Franz Burda und sein Medienunternehmen.

Das neue Medium wurde seine Chance: Franz Burda (1903 - 1986), Sohn eines kleinen Druckereibesitzers im beschaulichen Offenburg, war früh zur Stelle, als sich Mitte der Zwanziger Jahre der Siegeszug des Rundfunks abzuzeichnen begann. Ausgehend von der Radio-Programmzeitschrift Sürag entwickelte Burda seinen Betrieb, der auch in der NS-Zeit weiterwuchs, nach dem Krieg zu einem Druck- und Verlagskonzern, der heute zu den größten Medienunternehmen Deutschlands zählt.

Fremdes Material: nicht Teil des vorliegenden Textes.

PR #3114, opened 2022-01-17
COMP: Disable Eigen3 warning in AppleClang

phcerdan:
Follow on: #3095
`Clang` does not include `AppleClang`: https://cmake.org/cmake/help/latest/policy/CMP0025.html


phcerdan:
Not really a solution, I think the problem is that the warning is used with older standards? Conversation in #3095

PR #3115, opened 2022-01-17
BUG: fixed simultaneous read/write access of same ivar by different t…

seanm:
…hreads

Made the ivar atomic, so at least the simultaneous access is well-defined.

Found by TSan.  A great many tests were failing because of this.

### DIFF
--- a/Modules/Core/Common/include/itkMultiThreaderBase.h
+++ b/Modules/Core/Common/include/itkMultiThreaderBase.h
@@ -35,6 +35,7 @@
 #include "itkImageRegion.h"
 #include "itkImageIORegion.h"
 #include "itkSingletonMacro.h"
+#include <atomic>
 #include <functional>
 #include <thread>
 #include "itkProgressReporter.h"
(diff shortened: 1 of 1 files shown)


dzenanz (approved):

seanm:
BTW I think this is a recent regression, but did not check history/blame.  TSan used to have only hundreds of failures, but now has thousands. I think most are due to this.

dzenanz:
Can you take a look at #3116 and try to figure out the hang in [a few filters](https://github.com/InsightSoftwareConsortium/ITK/pull/3014#issuecomment-1005249793)?
```text
	209 - PythonGradientMagnitudeRecursiveGaussianImageFilterTest (Timeout)
	210 - itkGradientVectorFlowImageFilterPythonTest (Timeout)
	211 - PythonLaplacianImageFilterTest (Timeout)
	215 - PythonGeodesicActiveContourLeftVentricleTest (Timeout)
```
It might not be even all of these now, but only two of them (Laplacian and one more).

hjmjohnson (approved):

PR #3120, opened 2022-01-17
COMP: Remove use of deprecated functions

hjmjohnson:
Make deprecation of macros clearer using the
'pragma GCC poison' mechansim.

Fix errant use of deprecated macro names.


jhlegarreta (approved):
:+1: Thanks Hans. I take the blame for still having used the old macro names in the test you fixed.

thewtex (approved):

dzenanz (approved):

PR #3121, opened 2022-01-17
ENH: Add `FFTDiscreteGaussianImageFilter`

tbirdso:
Changes:
- Implements `FFTDiscreteGaussianImageFilter` as a subclass of `DiscreteGaussianImageFilter` to perform convolution of an ND single-channel input image with a Gaussian kernel of fixed width in the Fourier domain
- Implements `FFTDiscreteGaussianImageFilterEnums` to select among kernel generation methods, where `COMBINED_OPERATORS` composes through vector multiplication the exact same ND kernel as used in `DiscreteGaussianImageFilter` in image format, while `IMAGE_SOURCE` relies on the (potentially faster) method of directly generating the kernel image through `itk::GaussianImageSource`
- Exposes protected methods for generating the kernel from error/width/spacing inputs in the base `DiscreteGaussianImageFilter` class so that `FFTDiscreteGaussianImageFilter` can use the same process for generating a kernel to specifications
- Adds `FFTDiscreteGaussianImageFilterFactory` for manually overriding `DiscreteGaussianImageFilter` for FFT acceleration benefits
- Updates test coverage, including a test comparing `FFTDiscreteGaussianImageFilter` output to `DiscreteGaussianImageFilter` output with the same parameters
- Includes Python wrapping

Input:
2th_cthead1

Test output screenshot:

fft-output

## PR Checklist
- [x] Updated API documentation (or API not changed)\


Modules/Filtering/Smoothing/test/itkFFTDiscreteGaussianImageFilterTest.cxx
```diff
@@ -0,0 +1,71 @@
...
+
+  auto writer = WriterType::New();
+  writer->SetFileName(argv[4]);
+  writer->SetInput(filter->GetOutput());
+  writer->UseCompressionOn();
+  writer->Update();
+
+  return EXIT_SUCCESS;
+
+  return EXIT_SUCCESS;
```
thewtex, line 70: duplicate

thewtex (commented):
Looking great!

Modules/Filtering/Smoothing/include/itkFFTDiscreteGaussianImageFilter.h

Nach politischer Anpassung im «Dritten Reich», «Arisierungs»-Gewinnen und geschicktem Agieren in der Besatzungszeit bediente Franz Burda vom Südwesten aus die junge Bundesrepublik millionenfach mit farbigem Unterhaltungsstoff, Schnittmustern und Warenkatalogen. Aus der Illustrierten-Konkurrenz der Fünfziger Jahre ging die Bunte dauerhaft erfolgreich hervor, Burda Moden von Ehefrau Aenne prägte maßgeblich den Kleidungsstil der Epoche, und mit der alljährlichen «Bambi»-Verleihung schrieben sich die Burdas in die Geschichte der deutschen Fernsehunterhaltung ein. Entlang der Biographie des Firmengründers legen die Autoren den politischen Kern einer «bunten» Unterhaltung frei, die in drei politischen Systemen verfing. Zugleich eröffnet ihre anschauliche Darstellung einen frischen Blick auf die Medien-, Gesellschafts- und Mentalitätsgeschichte der «alten» Bundesrepublik.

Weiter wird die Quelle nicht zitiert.